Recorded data
_ _ _

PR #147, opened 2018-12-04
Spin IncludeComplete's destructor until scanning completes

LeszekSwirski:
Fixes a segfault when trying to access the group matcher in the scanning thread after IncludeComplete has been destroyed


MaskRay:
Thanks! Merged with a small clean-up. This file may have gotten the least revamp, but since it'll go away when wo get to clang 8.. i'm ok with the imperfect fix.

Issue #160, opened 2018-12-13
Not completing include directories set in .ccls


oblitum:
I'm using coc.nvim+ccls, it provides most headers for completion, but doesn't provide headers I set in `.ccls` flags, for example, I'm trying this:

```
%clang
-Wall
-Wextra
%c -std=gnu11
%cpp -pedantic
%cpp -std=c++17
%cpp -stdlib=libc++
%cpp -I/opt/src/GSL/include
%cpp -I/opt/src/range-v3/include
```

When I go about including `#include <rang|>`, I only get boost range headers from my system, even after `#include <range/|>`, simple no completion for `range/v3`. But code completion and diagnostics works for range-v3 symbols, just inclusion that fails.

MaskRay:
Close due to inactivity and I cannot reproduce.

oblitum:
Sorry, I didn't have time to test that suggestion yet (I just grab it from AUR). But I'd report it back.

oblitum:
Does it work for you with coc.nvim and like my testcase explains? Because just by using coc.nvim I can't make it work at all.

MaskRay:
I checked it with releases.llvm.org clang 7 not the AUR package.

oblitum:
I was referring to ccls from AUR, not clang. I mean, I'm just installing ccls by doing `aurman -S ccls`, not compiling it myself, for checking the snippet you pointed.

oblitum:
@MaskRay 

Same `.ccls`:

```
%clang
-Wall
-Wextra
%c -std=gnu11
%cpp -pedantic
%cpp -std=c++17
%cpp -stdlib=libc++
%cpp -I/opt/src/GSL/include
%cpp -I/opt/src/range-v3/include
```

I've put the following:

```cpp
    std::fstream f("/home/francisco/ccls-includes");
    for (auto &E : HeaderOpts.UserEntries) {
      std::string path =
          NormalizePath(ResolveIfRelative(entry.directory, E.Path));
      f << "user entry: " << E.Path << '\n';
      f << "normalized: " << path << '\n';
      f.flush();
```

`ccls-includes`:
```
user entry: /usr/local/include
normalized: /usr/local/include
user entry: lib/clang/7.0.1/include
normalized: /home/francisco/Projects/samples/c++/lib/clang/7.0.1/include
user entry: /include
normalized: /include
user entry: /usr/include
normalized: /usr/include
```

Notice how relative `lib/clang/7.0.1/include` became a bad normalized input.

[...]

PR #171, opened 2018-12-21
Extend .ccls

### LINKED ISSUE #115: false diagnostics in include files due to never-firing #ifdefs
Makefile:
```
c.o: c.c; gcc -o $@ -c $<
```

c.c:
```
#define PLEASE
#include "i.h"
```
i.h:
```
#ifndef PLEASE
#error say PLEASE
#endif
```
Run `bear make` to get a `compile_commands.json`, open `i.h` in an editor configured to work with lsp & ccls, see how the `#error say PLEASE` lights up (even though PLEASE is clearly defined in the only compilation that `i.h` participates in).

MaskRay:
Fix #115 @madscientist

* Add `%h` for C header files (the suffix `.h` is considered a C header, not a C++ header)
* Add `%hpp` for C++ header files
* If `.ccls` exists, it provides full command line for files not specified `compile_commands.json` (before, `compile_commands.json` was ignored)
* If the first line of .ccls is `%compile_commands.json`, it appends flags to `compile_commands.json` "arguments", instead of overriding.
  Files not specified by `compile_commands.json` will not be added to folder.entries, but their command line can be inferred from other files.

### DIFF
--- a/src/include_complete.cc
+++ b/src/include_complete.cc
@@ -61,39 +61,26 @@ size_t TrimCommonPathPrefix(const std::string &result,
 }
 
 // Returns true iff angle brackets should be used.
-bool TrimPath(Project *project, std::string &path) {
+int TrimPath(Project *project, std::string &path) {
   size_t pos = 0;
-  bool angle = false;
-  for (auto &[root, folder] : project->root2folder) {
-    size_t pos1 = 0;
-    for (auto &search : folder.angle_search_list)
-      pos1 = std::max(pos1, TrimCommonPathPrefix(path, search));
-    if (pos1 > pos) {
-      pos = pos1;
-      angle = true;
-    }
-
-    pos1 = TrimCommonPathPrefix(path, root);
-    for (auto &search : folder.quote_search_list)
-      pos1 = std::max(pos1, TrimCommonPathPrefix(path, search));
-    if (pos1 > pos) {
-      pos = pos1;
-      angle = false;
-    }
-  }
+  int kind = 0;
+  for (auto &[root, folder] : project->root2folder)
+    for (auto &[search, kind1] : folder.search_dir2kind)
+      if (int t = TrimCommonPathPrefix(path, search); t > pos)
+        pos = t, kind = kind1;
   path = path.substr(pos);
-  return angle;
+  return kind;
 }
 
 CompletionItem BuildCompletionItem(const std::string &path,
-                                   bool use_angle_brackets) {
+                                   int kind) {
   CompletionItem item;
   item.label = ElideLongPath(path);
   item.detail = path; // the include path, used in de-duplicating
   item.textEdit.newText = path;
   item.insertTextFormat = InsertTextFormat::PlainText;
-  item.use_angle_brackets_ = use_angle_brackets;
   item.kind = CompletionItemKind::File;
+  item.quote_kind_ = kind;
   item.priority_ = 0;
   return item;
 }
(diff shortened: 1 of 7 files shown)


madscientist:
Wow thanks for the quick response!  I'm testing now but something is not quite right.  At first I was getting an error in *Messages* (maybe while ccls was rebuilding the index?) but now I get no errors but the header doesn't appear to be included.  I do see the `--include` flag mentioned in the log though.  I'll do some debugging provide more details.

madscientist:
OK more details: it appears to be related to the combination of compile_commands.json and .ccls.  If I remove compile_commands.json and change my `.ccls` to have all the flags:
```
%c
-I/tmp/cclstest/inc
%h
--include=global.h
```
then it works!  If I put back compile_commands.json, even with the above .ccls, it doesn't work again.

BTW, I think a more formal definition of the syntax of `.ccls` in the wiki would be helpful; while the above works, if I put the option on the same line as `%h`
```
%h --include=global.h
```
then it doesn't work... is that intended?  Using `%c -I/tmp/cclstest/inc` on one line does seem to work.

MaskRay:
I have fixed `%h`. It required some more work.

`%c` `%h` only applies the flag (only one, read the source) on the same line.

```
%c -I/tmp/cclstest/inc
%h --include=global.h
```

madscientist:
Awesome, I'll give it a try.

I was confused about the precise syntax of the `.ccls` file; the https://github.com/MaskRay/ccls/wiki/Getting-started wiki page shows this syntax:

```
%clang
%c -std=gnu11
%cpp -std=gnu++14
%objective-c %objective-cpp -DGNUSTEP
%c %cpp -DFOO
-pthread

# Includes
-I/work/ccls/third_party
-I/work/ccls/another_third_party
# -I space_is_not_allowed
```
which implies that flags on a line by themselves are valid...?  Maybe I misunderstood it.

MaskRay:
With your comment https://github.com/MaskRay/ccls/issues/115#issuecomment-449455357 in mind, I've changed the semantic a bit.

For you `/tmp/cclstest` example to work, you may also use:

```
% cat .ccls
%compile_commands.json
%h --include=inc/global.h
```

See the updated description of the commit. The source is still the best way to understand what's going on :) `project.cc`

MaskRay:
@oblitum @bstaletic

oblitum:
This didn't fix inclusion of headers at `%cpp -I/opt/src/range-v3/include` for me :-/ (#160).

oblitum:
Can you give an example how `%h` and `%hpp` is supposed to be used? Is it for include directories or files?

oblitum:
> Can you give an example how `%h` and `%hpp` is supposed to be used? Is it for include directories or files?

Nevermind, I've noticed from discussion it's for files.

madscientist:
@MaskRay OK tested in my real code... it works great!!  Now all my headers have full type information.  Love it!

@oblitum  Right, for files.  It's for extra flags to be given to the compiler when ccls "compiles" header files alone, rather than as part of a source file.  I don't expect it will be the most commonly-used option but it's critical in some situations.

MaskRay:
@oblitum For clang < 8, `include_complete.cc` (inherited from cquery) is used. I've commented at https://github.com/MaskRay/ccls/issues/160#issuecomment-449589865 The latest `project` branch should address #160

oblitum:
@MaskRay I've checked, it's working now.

_ _ _

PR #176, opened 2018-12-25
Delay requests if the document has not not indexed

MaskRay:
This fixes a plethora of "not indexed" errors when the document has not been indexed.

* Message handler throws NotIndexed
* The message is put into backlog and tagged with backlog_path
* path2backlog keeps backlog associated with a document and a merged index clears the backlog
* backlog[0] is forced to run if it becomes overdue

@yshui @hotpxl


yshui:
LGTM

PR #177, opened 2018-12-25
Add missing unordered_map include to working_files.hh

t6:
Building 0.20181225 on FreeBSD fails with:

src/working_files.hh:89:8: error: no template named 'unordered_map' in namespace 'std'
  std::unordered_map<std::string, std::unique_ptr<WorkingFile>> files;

_ _ _

» What you will do
What lines in the data above carry "opened"? Return them all.

» Result for this exercise
PR #147, opened 2018-12-04
Issue #160, opened 2018-12-13
PR #171, opened 2018-12-21
PR #176, opened 2018-12-25
PR #177, opened 2018-12-25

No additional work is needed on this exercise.